## Given records
╭──

PR #453, opened 2026-08-31
Compile declarative JSON cases into SDK v2 matcher sessions (one verdict/render path)

ashwin-pc:
Unifies declarative (JSON) and code-based (JS/SDK) test cases onto one execution path: JSON cases compile into the SDK v2 matcher session (RFC 004), so both share one verdict rule (all gates pass), one result shape (one `matcherResults` entry per check), and one rendering path.

### Defaults preserve today's authoring

```jsonc
"expectedOutcomes": ["The agent makes no changes"]        // plain string → judged claim, role: gate
```

All LLM claims batch into ONE judge call returning per-outcome results. Opt-in specificity per outcome:

```jsonc
{ "outcome": "engages with design", "role": "observe" }          // score-only, never gates
{ "outcome": "makes no changes", "check": "workspace-diff" }     // deterministic SHA-256 vs fixture manifest — no LLM
```

### Behavior delta (measured, with a correction)

Verdicts become mechanical (all gates pass) instead of the judge's holistic ≥70%-threshold call. Re-deriving stored reports initially showed 8 historical PASS→FAIL flips — but investigation revealed most were **harness artifacts**: the run harvester froze transcripts before agents' final post-worker synthesis turns (since fixed via settlement-based harvesting). A fresh complete-transcript run of the same cases passes 3/3 at 100% under strict gates. Historical stored verdicts are never rewritten; only new runs compile through this path.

╰──

## Work task
Everything from the line with "All LLM claims" through the last line of the entries is to be written out again, unchanged; nothing else belongs in the answer.

## Response for this exercise
All LLM claims batch into ONE judge call returning per-outcome results. Opt-in specificity per outcome:

```jsonc
{ "outcome": "engages with design", "role": "observe" }          // score-only, never gates
{ "outcome": "makes no changes", "check": "workspace-diff" }     // deterministic SHA-256 vs fixture manifest — no LLM
```

### Behavior delta (measured, with a correction)

Verdicts become mechanical (all gates pass) instead of the judge's holistic ≥70%-threshold call. Re-deriving stored reports initially showed 8 historical PASS→FAIL flips — but investigation revealed most were **harness artifacts**: the run harvester froze transcripts before agents' final post-worker synthesis turns (since fixed via settlement-based harvesting). A fresh complete-transcript run of the same cases passes 3/3 at 100% under strict gates. Historical stored verdicts are never rewritten; only new runs compile through this path.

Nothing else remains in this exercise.